Acoustic- and elastic-waveform inversion with total generalized p-variation regularization

TL;DR

This paper introduces a novel full-waveform inversion method using total generalized p-variation regularization, effectively reconstructing sharp interfaces and smooth variations in geophysical models while reducing artifacts from noise and sparse data.

Contribution

It develops a new inversion algorithm that simultaneously captures sharp and smooth features in geophysical models using a total generalized p-variation scheme, improving robustness against noise and data sparsity.

Findings

Accurately reconstructs sharp interfaces and smooth variations.

Reduces artifacts caused by noise and sparse data.
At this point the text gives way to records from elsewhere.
PR #7054, opened 2025-04-07
Catch errors that cause unnecessary retries

laritakr:
### Fixes

In order to speed up migrations, we want to skip out of jobs which error that don't need 5 retries.

### DIFF
--- a/app/jobs/migrate_files_to_valkyrie_job.rb
+++ b/app/jobs/migrate_files_to_valkyrie_job.rb
@@ -4,7 +4,7 @@
 class MigrateFilesToValkyrieJob < Hyrax::ApplicationJob
   # Define a logger for this job
   def logger
-    @logger ||= Logger.new(Rails.root.join('log', 'migrate_files_to_valkyrie_job.log'))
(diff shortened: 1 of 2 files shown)


app/jobs/migrate_files_to_valkyrie_job.rb
```diff
@@ -2,6 +2,10 @@
 # Responsible for conditionally enqueuing the file and thumbnail migration
 # logic of an ActiveFedora object.
 class MigrateFilesToValkyrieJob < Hyrax::ApplicationJob
+  # Define a logger for this job
+  def logger
+    @logger ||= Logger.new(Rails.root.join('log', 'migrate_files_to_valkyrie_job.log'))
```
orangewolf, line 7:
```suggestion
    @logger ||= Logger.new(Rails.root.join('tmp', 'imports', 'migrate_files_to_valkyrie_job.log'))
```

this prevents the log from being deleted when the pod ends

orangewolf (changes requested):
concept is right, just need to change the file location

PR #7058, opened 2025-04-10
Change base image to debian

dlpierce:
Moving from Alpine to Debian will avoid lengthy native compilation when installing the grpc gem (which lacks appropriate prebuilt file for Alpine). This work is based on similar changes done for hyku by Rob.

Debian does not yet package ImageMagick 7, so we install it here by extracting files from the official AppImage archive.

Also included are provisions for running the nurax test servers from the hyrax-engine-dev target.

@samvera/hyrax-code-reviewers


randalldfloyd (approved):
Verified that I'm able to build/up the test apps locally with this setup

PR #7060, opened 2025-04-11
🐛 Creates a fallback for m3 flexible schema

sjproctor:
### Fixes

Ref:
- https://github.com/notch8/wvu_knapsack/issues/22

### Summary

Allows for introduction of m3 flexible metadata profiles by creating a default resource. 

- `notes-bugfix` Bug Fixes

### Detailed Description

Prior to this PR, adding a m3 flexible metadata profile resource types that not include all default resource types produced a no method error. This change removes the error message in favor of a default resource that allows loading of a custom schema.

@samvera/hyrax-code-reviewers

### DIFF
--- a/app/services/hyrax/m3_schema_loader.rb
+++ b/app/services/hyrax/m3_schema_loader.rb
@@ -23,7 +23,9 @@ module Hyrax
     # @return [Enumerable<AttributeDefinition]
     def definitions(schema_name, version, contexts = nil)
       schema = Hyrax::FlexibleSchema.find_by(id: version) || Hyrax::FlexibleSchema.create_default_schema
-      schema.attributes_for(schema_name).map do |name, config|
+      attributes = schema.attributes_for(schema_name)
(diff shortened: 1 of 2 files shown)


app/services/hyrax/m3_schema_loader.rb
```diff
@@ -37,8 +39,37 @@ def definitions(schema_name, version, contexts = nil)
     rescue ActiveRecord::StatementInvalid
       Rails.logger.error "Skipping definition load for migrations to run"
       []
-    rescue NoMethodError
-      raise UndefinedSchemaError, "Flexible schema not found in version #{version} for #{schema_name}"
     end
+
+    # rubocop:disable Metrics/MethodLength
+    def fall_back_schema_for(_schema_name)
```
kirkkwang, line 45: very non-blocking, but consider the name to be `fallback_schema_for` instead?

kirkkwang (approved):

PR #7074, opened 2025-04-22
Use HTTP POST for Matomo 5 API

### LINKED ISSUE #6769: Matomo 5 API calls should use POST instead of GET
### Descriptive summary

Matomo 5 (released Dec 2023) changes how auth tokens work when using the reporting API ([see notes](https://developer.matomo.org/changelog#usage-of-authentication-tokens)). Hyrax currently ([in Hyrax v5.0.1](https://github.com/samvera/hyrax/blob/v5.0.1/app/services/hyrax/analytics/matomo.rb#L172)) issues `GET` requests to the reporting API that include a confidential auth token, and this should be changed to `POST`.

See the following example API call issued via a Hyrax application to a Matomo instance (w/token & IP obscured):
```
xxx.x.xxx.xx - - [01/Apr/2024:14:43:56 +0000] "GET /?date=2023-03-31%2C2024-04-01&flat=1&format=JSON&idSite=6&label=7m01bk723+-+file-set-in-work-download&method=Events.getName&module=API&period=day&token_auth=xxx HTTP/1.1" 200 5889
```

- [ ] Calls to the Matomo reporting API are made via `POST` and not `GET`

This change is recommended by Matomo for improved security. Anyone setting up a new auth token in Matomo 5 (e.g., to support Matomo analytics in a Hyrax app) will by default have it restricted to `POST`, which would make it not work with Hyrax.

ryanfb:
### Fixes

Fixes #6769

### Summary

> Matomo 5 (released Dec 2023) changes how auth tokens work when using the reporting API: https://developer.matomo.org/changelog#usage-of-authentication-tokens
>
> Anyone setting up a new auth token in Matomo 5 (e.g., to support Matomo analytics in a Hyrax app) will by default have it restricted to POST, which would make it not work with Hyrax.

* Fresh Matomo 5 API tokens with POST restriction should now work

- `notes-bugfix` HTTP POST now used for Matomo API calls

* switch from GET to POST for all Matomo API calls

@samvera/hyrax-code-reviewers

### DIFF
--- a/app/services/hyrax/analytics/matomo.rb
+++ b/app/services/hyrax/analytics/matomo.rb
@@ -179,14 +179,6 @@ module Hyrax
           response.is_a?(Hash) && response["result"] == "error"
         end
 
-        def get(params)
-          response = Faraday.get(config.base_url, params)
-          return [] if response.status != 200
-          api_response = JSON.parse(response.body)
-          return [] if contains_matomo_error?(api_response)
-          api_response
-        end
-
         def post(params)
           response = Faraday.post(config.base_url, params)
           return [] if response.status != 200


ryanfb:
NB: this is likely to start affecting all Hyrax users who use Matomo for statistics. We ran across this when an expired Matomo key for our Hyrax app stopped view/download statistics from displaying correctly, and the re-issued "secure" auth token being restricted to POST meant it needed this corresponding fix.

Demonstrates effectiveness on synthetic and field seismic data.

Abstract

Geophysical models usually contain both sharp interfaces and smooth variations, and it is difficult to accurately account for both of these two types of medium parameter variations using conventional full-waveform inversion methods. In addition, sparse geometry, noisy data and source encoding usually lead to strong inversion artifacts. We develop a novel full-waveform inversion method for acoustic and elastic waves using a total generalized p-variation regularization scheme to address these challenging problems. We decompose the full-waveform inversion into two subproblems and solve these two minimization subproblems using an alternating-direction minimization strategy. One important advantage of the total generalized p-variation regularization scheme is that it can simultaneously reconstruct sharp interfaces and smooth background variations of geophysical parameters. Such capability can also effectively suppress the noises in source-encoded inversion and sparse-data inversion, or inversion of noisy data. We demonstrate the advantages of our new full-waveform inversion algorithm using a checkerboard model, a modified elastic SEG/EAGE overthrust model, and a land field seismic dataset. Our results of synthetic and field seismic data demonstrate that our new method reconstructs both smooth background variations and sharp interfaces of subsurface geophysical properties accurately, reduces the inversion artifacts caused by source encoding, noisy data or insufficient data coverage effectively, and provides a useful tool for accurate and reliable inversion of field seismic data.